その顔を見て、純武は通話をして声だけは聞いていたが実物を見るとその高貴さをより感じた。
昨日、純武、聖真と菜々子、馬斗矢と足立がそれぞれに純武の記憶の話について調査をした後、グループ通話をした。その時に、一と瑠璃が純武の記憶について調べるのを協力したいということを聞いた。一は純武の11年前の記憶に興味を持ち、瑠璃は何か引っ掛かるものをあの言葉から感じるからとのことだった。
すると、一度皆で集まって話をしないかということになったが、何処に集まろうかという話になった。瑠璃が「私の家なら7人が集まっても大丈夫ですよ」と言ったので、純武達が通う津島高校があり、一が住んでいる津島市内に住む瑠璃の家に集まることとなった。
「ぎょへ──────」
瑠璃に案内された部屋は、何処ぞのホールの様な広さを持ち、天井には
「こちらでお話しましょう」
部屋の真ん中にある細長い机には椅子が7つ用意されており、瑠璃が「好きな所に座って下さい」と言ったので各々が自由な席についた。

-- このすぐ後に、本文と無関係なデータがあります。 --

Issue #714, opened 2026-07-01
fix: legion sub-issue list fails with 'missing field labels' deserialization error


ssilvius:
## Goal

**`legion sub-issue list` returns results instead of failing to deserialize the GitHub response.**

### Behavior
- `legion sub-issue list --repo legion --number 704` (or equivalent) currently fails with
  `missing field labels` -- a serde deserialization error on the sub-issue listing path. The
  create/link path works (epic #704's children #705-#713 were linked successfully with it).
- Fix the response struct: the field is either absent from GitHub's sub-issue API payload or
  optional -- model it as `Option<...>`/`#[serde(default)]` rather than required.
- Add a test deserializing a captured/representative API payload without the field.

### Error Handling
- Deserialization failures should name the endpoint and the offending field (they did here --
  keep that property).

## Out of Scope
- Any sub-issue create/link changes (working).

## File Locations
- Implementation: the sub-issue work-source client (where the list response struct lives)
- Tests: `#[cfg(test)]` same file

## Done When
- [ ] `legion sub-issue list` returns the children of #704
- [ ] Payload-without-labels test passes
- [ ] Tests pass; simplify + review done; PR linked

純武の座った席から右手方向の壁には大きなスクリーンが掛けられており、そこにはテレビ番組が映っている。その反対の壁を見るとプロジェクターの機械が壁にくっついていた。
「こんな大画面で……テレビなんか見たことないな」
「俺も〜」
純武が言葉を漏らすと、隣の聖真が緩くした口で同意を述べた。
「純武、君の記憶は本当にそれだけなのかい?」
純武の体験した記憶をもう一度聞かせると、一がそう尋ねた。
「うん……でも、言われてみれば他にも何かあったような気がするな……」
「森に入ったのは1回だけなんですか?」
瑠璃が言うと「チコパフ、11年前の郡上市のキャンプ場の写真を出して」と映像を呼び出した。プロジェクターと連動しているのか、スクリーンにキャンプ場の衛星画像が映し出された。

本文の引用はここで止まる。